Problem:
Search the data for the word "instead" and copy every line that contains it.

Task data:
►

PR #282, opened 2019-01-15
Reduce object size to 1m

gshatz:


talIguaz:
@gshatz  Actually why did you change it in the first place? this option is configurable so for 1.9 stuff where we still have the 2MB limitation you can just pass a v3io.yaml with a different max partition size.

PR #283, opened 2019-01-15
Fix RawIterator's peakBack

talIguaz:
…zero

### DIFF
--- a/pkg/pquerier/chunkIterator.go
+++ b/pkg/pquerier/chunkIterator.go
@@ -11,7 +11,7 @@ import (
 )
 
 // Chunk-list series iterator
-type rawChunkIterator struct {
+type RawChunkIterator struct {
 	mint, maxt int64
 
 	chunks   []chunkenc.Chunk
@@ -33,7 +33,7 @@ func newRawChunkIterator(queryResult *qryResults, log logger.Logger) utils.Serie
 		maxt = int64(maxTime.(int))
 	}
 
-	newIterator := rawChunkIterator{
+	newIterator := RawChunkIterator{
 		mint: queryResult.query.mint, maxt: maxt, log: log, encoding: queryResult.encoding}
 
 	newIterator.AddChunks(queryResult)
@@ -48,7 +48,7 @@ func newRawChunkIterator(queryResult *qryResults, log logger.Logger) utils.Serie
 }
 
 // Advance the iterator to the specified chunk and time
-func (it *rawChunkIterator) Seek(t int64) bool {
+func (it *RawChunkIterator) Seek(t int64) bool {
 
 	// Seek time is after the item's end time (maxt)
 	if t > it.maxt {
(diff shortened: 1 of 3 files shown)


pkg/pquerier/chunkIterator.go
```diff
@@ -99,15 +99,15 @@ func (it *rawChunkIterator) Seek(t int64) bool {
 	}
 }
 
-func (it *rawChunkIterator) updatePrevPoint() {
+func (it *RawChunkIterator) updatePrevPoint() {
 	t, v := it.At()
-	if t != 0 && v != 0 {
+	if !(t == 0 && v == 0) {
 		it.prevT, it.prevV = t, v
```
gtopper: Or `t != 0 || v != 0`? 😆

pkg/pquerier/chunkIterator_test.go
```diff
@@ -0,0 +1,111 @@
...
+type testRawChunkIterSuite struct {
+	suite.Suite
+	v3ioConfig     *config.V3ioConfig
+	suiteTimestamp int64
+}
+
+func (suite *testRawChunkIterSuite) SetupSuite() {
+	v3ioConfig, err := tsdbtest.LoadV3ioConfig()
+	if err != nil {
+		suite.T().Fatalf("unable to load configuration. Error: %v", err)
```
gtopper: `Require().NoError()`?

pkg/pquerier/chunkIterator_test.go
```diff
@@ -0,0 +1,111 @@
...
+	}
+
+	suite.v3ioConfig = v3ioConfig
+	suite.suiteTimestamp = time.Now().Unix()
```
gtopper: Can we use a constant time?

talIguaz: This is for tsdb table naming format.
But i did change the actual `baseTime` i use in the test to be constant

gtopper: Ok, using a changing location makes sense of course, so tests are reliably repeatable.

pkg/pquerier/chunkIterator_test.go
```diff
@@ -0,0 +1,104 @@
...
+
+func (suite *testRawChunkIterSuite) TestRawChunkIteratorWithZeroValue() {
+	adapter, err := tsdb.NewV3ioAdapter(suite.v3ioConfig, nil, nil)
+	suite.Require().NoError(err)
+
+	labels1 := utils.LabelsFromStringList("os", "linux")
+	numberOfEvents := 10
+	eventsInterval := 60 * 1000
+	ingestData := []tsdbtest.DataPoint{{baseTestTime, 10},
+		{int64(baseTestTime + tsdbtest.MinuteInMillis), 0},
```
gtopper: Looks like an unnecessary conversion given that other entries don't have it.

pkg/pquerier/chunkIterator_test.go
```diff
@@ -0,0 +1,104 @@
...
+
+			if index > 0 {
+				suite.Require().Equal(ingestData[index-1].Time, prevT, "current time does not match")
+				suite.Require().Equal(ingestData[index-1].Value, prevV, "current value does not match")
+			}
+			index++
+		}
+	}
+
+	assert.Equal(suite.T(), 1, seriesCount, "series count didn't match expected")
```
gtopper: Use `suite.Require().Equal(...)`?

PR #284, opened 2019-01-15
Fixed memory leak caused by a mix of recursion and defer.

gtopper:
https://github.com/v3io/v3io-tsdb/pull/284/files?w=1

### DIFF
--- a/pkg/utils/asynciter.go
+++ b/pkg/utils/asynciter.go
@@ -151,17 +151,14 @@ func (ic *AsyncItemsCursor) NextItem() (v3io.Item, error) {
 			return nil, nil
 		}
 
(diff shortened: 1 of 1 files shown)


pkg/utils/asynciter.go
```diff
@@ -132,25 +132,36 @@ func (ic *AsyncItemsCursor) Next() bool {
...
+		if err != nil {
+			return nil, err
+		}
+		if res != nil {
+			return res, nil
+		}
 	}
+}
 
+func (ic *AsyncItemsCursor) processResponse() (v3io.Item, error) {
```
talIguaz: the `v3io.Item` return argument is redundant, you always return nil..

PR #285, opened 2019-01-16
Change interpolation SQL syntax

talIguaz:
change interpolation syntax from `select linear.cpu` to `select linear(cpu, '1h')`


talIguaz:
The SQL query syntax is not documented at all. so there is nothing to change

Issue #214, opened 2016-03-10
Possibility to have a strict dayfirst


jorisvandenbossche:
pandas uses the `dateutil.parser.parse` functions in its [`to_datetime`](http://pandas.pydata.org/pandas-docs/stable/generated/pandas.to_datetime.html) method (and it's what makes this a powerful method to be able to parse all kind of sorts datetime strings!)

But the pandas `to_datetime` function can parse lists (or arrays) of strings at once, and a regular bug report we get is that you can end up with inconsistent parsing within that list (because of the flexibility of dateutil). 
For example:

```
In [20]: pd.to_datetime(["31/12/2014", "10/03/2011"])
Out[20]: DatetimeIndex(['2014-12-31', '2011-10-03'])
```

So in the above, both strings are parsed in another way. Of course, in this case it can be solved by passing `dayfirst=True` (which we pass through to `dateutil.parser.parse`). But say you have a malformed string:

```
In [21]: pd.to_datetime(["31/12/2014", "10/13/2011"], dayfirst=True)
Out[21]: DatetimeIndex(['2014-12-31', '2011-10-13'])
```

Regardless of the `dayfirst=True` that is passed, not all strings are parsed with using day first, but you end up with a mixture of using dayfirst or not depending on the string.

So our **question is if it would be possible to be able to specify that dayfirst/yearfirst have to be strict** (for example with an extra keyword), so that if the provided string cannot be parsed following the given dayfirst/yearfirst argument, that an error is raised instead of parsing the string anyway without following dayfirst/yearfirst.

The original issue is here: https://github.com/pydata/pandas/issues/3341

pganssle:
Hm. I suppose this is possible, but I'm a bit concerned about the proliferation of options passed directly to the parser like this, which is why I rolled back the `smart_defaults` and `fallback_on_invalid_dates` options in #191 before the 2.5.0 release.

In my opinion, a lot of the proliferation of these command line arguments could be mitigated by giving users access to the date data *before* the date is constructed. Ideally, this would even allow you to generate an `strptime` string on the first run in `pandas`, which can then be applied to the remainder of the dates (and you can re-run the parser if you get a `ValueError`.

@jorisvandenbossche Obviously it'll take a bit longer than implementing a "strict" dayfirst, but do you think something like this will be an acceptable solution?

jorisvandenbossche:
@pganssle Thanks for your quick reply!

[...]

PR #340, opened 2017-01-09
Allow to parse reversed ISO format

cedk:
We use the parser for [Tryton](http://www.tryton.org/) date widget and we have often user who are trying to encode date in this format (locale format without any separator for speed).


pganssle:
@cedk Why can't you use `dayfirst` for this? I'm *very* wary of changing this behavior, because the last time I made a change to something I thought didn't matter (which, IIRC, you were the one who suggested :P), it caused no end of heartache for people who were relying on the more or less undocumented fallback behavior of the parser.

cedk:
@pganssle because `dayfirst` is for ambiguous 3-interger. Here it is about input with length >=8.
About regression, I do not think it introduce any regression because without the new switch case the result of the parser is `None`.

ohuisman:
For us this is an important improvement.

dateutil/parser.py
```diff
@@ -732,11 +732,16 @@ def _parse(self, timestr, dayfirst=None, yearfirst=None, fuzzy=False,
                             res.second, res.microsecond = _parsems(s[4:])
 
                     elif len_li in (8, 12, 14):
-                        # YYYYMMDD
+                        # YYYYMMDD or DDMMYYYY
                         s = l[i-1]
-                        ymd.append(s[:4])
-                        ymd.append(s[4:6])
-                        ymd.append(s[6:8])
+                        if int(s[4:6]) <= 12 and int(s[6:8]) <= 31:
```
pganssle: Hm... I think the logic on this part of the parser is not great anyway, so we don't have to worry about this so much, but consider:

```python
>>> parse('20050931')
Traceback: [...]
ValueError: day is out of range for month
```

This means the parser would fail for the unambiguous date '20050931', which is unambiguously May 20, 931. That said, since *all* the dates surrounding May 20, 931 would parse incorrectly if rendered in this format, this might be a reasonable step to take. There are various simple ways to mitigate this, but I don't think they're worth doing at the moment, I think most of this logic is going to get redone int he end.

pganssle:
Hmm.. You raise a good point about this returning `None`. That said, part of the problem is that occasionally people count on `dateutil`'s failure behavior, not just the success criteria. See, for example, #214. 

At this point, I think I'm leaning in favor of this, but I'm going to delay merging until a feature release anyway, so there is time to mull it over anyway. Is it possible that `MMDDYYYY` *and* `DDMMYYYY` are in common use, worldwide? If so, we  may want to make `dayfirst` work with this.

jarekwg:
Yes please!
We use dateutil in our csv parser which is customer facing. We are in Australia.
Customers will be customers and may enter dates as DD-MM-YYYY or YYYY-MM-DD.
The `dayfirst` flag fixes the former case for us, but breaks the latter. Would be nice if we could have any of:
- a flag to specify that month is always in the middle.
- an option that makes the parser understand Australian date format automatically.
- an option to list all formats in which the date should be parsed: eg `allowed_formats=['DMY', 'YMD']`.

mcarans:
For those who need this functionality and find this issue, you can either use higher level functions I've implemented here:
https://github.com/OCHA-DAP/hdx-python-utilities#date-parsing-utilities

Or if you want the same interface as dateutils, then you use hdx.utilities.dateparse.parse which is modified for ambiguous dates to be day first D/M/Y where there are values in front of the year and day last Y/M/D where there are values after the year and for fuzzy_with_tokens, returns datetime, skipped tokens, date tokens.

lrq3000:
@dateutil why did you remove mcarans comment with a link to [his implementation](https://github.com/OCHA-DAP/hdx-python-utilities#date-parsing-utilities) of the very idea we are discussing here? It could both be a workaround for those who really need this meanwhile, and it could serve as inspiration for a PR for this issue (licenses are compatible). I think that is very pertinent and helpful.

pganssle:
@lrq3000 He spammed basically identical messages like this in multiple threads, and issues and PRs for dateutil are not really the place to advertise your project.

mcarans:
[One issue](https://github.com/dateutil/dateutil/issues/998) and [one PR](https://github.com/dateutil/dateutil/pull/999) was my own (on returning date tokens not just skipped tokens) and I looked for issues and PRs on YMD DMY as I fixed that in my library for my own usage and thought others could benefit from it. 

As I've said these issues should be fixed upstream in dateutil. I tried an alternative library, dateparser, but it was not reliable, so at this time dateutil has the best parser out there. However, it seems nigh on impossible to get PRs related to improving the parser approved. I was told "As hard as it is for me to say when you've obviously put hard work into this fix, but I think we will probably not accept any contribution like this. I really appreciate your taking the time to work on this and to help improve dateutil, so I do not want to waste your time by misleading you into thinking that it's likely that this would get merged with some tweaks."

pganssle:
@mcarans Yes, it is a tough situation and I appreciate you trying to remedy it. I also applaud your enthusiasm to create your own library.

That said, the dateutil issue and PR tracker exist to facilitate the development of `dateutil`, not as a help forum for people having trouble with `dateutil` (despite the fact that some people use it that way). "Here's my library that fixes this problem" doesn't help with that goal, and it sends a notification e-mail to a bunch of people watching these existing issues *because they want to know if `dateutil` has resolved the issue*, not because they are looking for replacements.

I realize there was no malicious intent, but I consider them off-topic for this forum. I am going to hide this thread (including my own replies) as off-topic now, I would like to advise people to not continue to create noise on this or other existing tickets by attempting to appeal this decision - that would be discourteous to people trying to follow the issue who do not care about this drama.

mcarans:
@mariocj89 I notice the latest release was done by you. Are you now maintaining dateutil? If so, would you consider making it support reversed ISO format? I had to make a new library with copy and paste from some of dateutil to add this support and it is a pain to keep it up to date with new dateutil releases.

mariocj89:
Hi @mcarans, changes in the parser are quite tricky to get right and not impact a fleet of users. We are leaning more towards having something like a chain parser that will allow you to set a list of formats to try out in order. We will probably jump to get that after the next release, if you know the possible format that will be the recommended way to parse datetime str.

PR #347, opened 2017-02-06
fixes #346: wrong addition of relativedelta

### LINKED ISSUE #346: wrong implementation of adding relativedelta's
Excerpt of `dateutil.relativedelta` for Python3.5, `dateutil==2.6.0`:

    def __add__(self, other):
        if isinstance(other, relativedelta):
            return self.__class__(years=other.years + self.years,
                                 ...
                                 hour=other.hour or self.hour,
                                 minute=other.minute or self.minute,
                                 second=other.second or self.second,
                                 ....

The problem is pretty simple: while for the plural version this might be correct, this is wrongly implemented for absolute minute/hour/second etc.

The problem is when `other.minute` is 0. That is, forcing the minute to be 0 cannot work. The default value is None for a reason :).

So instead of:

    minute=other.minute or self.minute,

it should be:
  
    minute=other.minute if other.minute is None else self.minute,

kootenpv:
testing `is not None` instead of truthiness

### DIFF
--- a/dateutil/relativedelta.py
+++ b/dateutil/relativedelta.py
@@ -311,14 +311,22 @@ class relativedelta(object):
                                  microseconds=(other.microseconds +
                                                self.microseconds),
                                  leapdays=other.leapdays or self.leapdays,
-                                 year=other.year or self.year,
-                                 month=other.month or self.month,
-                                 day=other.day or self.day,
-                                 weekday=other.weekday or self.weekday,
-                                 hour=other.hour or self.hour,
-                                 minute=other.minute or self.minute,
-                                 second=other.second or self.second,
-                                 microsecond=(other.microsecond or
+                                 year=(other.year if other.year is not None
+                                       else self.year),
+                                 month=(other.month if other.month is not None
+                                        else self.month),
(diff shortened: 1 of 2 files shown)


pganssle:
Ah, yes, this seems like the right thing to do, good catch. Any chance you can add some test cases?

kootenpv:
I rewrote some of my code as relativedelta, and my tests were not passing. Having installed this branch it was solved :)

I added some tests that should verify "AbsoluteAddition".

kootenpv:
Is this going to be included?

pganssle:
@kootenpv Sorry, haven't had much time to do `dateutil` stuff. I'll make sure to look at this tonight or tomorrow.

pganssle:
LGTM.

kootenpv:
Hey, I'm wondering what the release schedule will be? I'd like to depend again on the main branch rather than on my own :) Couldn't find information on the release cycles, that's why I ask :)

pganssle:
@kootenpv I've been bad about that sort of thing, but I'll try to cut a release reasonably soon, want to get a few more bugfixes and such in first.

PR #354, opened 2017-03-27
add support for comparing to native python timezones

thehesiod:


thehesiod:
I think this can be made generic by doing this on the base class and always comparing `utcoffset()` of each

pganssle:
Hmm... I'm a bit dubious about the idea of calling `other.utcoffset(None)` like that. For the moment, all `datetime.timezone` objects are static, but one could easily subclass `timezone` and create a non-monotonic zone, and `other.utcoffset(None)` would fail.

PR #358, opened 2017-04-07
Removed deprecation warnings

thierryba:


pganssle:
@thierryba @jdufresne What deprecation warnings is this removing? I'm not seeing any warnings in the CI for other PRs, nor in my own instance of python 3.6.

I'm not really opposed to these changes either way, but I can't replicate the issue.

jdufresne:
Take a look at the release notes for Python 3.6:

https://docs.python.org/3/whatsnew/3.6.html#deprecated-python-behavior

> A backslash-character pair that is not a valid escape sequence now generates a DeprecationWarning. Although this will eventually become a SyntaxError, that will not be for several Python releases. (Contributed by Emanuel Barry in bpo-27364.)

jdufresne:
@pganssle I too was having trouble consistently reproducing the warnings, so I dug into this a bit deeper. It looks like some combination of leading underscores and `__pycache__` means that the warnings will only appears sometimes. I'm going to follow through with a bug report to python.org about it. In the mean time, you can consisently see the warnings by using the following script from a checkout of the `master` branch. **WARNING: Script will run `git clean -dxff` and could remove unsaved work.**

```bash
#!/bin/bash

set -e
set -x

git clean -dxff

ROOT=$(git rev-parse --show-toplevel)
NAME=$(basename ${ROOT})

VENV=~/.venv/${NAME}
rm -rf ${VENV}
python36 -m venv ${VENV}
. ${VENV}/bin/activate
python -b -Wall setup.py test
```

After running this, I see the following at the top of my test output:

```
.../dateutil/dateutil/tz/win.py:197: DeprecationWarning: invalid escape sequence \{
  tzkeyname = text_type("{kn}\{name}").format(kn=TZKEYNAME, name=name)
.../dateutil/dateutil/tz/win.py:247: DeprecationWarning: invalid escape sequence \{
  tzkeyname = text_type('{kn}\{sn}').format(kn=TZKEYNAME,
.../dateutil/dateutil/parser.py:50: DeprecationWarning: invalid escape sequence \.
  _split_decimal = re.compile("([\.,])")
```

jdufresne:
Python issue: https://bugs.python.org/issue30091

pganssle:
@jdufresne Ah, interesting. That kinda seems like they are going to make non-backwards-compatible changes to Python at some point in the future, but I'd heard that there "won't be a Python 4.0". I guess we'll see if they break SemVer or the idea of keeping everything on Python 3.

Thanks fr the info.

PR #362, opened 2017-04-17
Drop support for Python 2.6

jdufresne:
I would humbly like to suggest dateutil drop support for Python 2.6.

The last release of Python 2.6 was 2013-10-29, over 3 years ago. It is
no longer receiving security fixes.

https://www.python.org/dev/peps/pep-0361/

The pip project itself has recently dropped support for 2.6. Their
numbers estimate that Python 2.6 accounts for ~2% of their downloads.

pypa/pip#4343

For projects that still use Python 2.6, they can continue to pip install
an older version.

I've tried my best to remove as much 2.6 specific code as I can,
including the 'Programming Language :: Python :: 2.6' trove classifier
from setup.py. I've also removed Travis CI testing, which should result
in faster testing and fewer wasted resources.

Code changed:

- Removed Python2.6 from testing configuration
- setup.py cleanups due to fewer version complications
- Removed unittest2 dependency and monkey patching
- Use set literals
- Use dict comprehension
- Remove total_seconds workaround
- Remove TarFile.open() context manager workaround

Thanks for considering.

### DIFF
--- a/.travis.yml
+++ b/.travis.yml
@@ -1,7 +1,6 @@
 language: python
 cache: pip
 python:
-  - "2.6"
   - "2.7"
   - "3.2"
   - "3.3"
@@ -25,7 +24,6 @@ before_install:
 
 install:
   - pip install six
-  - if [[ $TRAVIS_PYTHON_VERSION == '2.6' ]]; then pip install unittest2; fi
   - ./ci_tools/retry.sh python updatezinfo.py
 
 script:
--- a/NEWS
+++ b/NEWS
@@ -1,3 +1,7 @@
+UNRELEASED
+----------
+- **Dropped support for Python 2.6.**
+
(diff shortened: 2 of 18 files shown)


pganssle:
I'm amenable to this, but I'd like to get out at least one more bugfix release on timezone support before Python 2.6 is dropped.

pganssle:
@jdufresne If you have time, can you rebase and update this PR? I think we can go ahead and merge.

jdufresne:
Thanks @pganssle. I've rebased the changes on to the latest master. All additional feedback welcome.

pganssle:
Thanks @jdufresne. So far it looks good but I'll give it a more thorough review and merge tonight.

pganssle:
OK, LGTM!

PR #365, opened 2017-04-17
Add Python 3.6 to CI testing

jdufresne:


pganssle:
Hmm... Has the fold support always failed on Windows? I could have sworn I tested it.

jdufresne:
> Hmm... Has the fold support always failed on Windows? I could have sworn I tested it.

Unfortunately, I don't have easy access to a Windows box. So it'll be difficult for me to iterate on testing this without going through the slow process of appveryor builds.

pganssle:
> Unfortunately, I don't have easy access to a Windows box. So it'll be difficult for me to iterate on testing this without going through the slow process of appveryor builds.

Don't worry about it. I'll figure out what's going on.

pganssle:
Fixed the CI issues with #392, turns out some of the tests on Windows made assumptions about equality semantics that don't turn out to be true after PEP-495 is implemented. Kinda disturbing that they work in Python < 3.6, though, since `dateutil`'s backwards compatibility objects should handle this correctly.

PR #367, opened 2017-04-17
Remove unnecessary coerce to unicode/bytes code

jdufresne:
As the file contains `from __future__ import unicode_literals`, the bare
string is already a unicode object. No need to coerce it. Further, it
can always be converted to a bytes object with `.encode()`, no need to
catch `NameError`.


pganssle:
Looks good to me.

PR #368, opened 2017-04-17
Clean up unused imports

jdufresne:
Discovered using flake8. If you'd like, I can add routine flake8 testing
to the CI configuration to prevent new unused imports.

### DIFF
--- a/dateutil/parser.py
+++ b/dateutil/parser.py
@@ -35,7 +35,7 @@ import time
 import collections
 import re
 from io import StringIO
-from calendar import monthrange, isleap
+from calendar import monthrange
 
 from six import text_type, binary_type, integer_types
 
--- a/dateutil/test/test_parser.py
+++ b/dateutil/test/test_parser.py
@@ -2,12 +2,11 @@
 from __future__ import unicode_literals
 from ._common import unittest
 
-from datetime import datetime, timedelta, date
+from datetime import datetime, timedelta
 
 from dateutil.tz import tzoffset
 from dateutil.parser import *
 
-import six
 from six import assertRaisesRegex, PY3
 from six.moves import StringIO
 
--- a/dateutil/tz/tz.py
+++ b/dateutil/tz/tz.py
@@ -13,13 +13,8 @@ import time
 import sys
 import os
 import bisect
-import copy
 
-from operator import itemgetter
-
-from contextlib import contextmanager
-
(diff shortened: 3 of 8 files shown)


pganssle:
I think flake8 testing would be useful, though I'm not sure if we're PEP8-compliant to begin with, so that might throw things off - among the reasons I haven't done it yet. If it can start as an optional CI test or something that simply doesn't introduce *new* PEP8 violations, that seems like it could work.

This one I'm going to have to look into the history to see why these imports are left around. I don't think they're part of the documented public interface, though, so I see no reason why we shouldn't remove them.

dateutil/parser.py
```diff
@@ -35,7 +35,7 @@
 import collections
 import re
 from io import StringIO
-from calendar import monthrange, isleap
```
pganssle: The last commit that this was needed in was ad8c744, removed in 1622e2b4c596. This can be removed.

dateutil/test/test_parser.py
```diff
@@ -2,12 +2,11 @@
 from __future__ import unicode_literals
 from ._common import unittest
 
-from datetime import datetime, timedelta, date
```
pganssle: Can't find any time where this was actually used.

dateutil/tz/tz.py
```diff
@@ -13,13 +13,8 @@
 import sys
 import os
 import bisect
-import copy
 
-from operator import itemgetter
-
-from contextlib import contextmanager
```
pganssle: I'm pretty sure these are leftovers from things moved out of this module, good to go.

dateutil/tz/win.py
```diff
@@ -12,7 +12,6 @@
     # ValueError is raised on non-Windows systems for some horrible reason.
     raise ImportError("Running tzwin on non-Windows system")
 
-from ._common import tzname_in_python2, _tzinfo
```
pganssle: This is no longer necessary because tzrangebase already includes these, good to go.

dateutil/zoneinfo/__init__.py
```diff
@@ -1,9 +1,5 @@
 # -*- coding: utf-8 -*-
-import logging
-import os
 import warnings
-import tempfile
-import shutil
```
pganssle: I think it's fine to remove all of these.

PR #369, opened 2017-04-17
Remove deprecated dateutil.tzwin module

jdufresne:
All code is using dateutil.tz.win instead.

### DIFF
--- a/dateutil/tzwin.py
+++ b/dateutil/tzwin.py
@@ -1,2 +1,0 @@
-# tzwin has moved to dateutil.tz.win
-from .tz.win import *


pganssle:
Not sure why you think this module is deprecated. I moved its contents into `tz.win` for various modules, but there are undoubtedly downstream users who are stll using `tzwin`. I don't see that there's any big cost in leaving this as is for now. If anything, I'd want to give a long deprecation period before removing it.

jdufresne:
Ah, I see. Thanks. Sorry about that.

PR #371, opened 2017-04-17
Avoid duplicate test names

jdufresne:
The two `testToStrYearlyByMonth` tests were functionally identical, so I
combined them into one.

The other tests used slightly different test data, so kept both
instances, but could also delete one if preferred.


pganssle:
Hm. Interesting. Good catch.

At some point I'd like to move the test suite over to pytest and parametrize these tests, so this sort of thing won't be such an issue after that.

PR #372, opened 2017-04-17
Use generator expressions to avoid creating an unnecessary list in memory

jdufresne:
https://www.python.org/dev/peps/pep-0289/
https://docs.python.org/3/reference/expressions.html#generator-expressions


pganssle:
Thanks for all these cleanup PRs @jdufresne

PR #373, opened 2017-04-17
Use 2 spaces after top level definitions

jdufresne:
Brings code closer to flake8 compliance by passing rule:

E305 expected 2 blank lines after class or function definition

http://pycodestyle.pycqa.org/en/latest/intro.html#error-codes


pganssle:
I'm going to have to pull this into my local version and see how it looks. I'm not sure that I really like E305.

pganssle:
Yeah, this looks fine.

◄

Response for this exercise:
So our **question is if it would be possible to be able to specify that dayfirst/yearfirst have to be strict** (for example with an extra keyword), so that if the provided string cannot be parsed following the given dayfirst/yearfirst argument, that an error is raised instead of parsing the string anyway without following dayfirst/yearfirst.
So instead of:
testing `is not None` instead of truthiness
All code is using dateutil.tz.win instead.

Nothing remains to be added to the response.